Synthesizing novel views of a scene from existing observations is a long-standing problem with enormous practical applications, such as virtual museums and online tours, as the objects and scenes can only be captured from a limited number of viewpoints, but the viewers can freely move and rotate their camera. The emergence of virtual reality technology has also made it easier for people to observe and interact with virtual environments, highlighting the needs in robust and efficient view synthesis. In recent years, this field of research has seen large advances in neural radiance fields (NeRFs) and 3D Gaussian Splatting (3DGS).
Although these methods achieve efficient high-quality view synthesis, they require careful and dense capturing in controlled environments. Therefore, much research effort has been made to relax the requirements, like allowing dynamic scenes and handling variance in lighting. This thesis presents our work along this path of enabling novel view synthesis from challenging inputs. In particular, we focus on three scenarios.
First, we tackle the problem of unwanted foreground objects, like moving people or vehicles present in front of a building. As these objects cast shadows and reflections, naively masking the objects leaves artifacts in background reconstruction. We propose a method to decompose foreground objects with their cast effects into separate 2D layers and a clean 3D background layer.
Second, we address view synthesis from very few inputs. With as few as three input views, we leverage recent developments in large image and video generation priors to interpolate in-between views for better supervising scene reconstruction methods. To improve both efficiency and quality, we use a feedforward geometry foundation model to obtain a dense point cloud that serves as condition images to the image priors. In addition, we introduce optimizable image warps and a robust view sampling strategy to deal with inconsistencies in generated images.
Lastly, we consider an extended problem of inverse rendering which decomposes the scene into geometry, material properties, and environment lighting. It not only enables synthesis of novel views via rendering, but also provides extended capacities like scene editing and relighting. We propose a simple capturing method by rotating the object several times when taking photos. With this setup, we show that the artifacts caused by ambiguity can be drastically reduced. We model the scene with 2D Gaussian primitives for computational efficiency and make use of a proxy geometry as well as a residual constraint to further improve handling of global illumination.

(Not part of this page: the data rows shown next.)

PR #123, opened 2019-05-12
Client language: Update key handling

haraldg:
Hi all,

this is yet an other change where I'd like to have some input from the
community before pushing them to master. Of course code reviews
are always welcome, but even more important is proof reading the docs
(english is not my native language) and comments wether these
changes are a good idea at all.

The new commands allow to reserve keys per screen instead of per client.
This hopefully has clearer semantics then client_add_key in shared mode.
Also for clients with multiple screens this allows to have interaction
with just some of the screens while others still benefit from internal
key handling in the server.

TIA,
Harald

### DIFF
--- a/docs/lcdproc-dev/language.docbook
+++ b/docs/lcdproc-dev/language.docbook
@@ -403,6 +403,49 @@
 
 	<varlistentry>
 	  <term>
+	    <command>key_add
+	      <option><replaceable>screen_id</replaceable></option>
+	      <option><replaceable>key</replaceable></option>...
+	    </command>
+	    since protocol version 0.4
+	  </term>
+	  <listitem>
+	    <para>
+	      Reserves key(s) for interaction of the user with the screen.
+	      Reservations with this command always take precedence over
+	      reservations with <command>client_add_key</command>, but are
+	      only in effect while the screen is visible on the display.
+	      The server message on key events is appended with
+	      <replaceable>screen_id</replaceable> to distinguish it from
+	      client level key events.
+	    </para>
+
+	    <para>
+	      Only one success message is generated for all keys together.
+	    </para>
+	  </listitem>
+	</varlistentry>
+
+	<varlistentry>
+	  <term>
+	    <command>key_del
+	      <option><replaceable>screen_id</replaceable></option>
+	      <option><replaceable>key</replaceable></option>...
+	    </command>
+	    since protocol version 0.4
+	  </term>
+	  <listitem>
+	    <para>
+	      Lift reservation of key(s) by <command>key_add</command>.
+	      Arguments are processed sequentially and for each one either
+	      a success message is generated or an error message, if the
+	      key was not found in the list of reserved keys.
+	    </para>
+	  </listitem>
+	</varlistentry>
+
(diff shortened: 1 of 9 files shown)


haraldg:
Updated this PR to resolve conflicts. @ethandicks can you have a look, whether you consider these two changes good ideas.

And maybe also comment on how to improve my very austrian english to something, that's actually comfortable to read for native speakers?

ethandicks:
I will review this weekend.

ethandicks:
This change seems fine to me on sight (I did not compile or run it) and the English is fine.  About the only two very minor things in language.docbook that I spotted were:

1) The clauses on this are a little tangled because of how things get grouped together with the two conjunctions and the comma.  

      "Arguments are processed sequentially and for each one either
	      a success message is generated or an error message, if the
	      key was not found in the list of reserved keys."

What might group the two halves together better, idiomatically, is:

      "Arguments are processed sequentially, and for each one either
	      a success message is generated, or an error message if the
	      key was not found in the list of reserved keys."

There are probably several ways to rewrite this entirely, but by adding/moving the commas, I think it flows better.

2) Similarly, the pacing is just a little odd without pauses in:

	      However a key
	      can be reserved in exclusive mode and on a per screen basis
	      with <command>key_add</command> just fine. (In this case
	      the per screen reservation wins.)

One suggestion:

	      However a key
	      can be reserved in exclusive mode and on a per screen basis
	      (with <command>key_add</command>) just fine. In this case
	      the per screen reservation wins.

This shifts the focus to "what" and makes the "how" an aside.

But these are very minor things.  As given, they still are fully understandable.

docs/lcdproc-dev/language.docbook
```diff
@@ -760,14 +803,22 @@
...
 	      Key(s) reserved in exclusive mode will be returned regardless of
 	      which screen is active. They can be used to trigger a special
 	      feature or to make a screen come to foreground.
+	    </para>
+	    <para>
 	      Note that you cannot reserve a key in exclusive mode when an
-	      other client has reserved it in shared mode.
+	      other client has reserved it in shared mode. However a key
+	      can be reserved in exclusive mode and on a per screen basis
+	      with <command>key_add</command> just fine. (In this case
```
ethandicks, line 820: Minor edit here to move the parentheses from "In... wins." to around "with... fine."

docs/lcdproc-dev/language.docbook
```diff
@@ -401,6 +401,49 @@
...
+	    <command>key_del
+	      <option><replaceable>screen_id</replaceable></option>
+	      <option><replaceable>key</replaceable></option>...
+	    </command>
+	    since protocol version 0.4
+	  </term>
+	  <listitem>
+	    <para>
+	      Lift reservation of key(s) by <command>key_add</command>.
+	      Arguments are processed sequentially and for each one either
```
ethandicks, line 440: Minor edit here to say "sequentially, and"... "generated, or..." and "message if the key".

ethandicks (approved):

haraldg:
Thanks for the feedback. This has been very helpful.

The works presented in this thesis improve the quality and robustness of novel view synthesis with challenging input data. Further research efforts can be made along the lines to enable casual capturing and lower the bars for creating and sharing digital content from the real world.
Geng Lin is a PhD student at the University of Maryland, College Park. He is advised by Prof. Matthias Zwicker. His research mainly focuses on novel view synthesis and inverse rendering.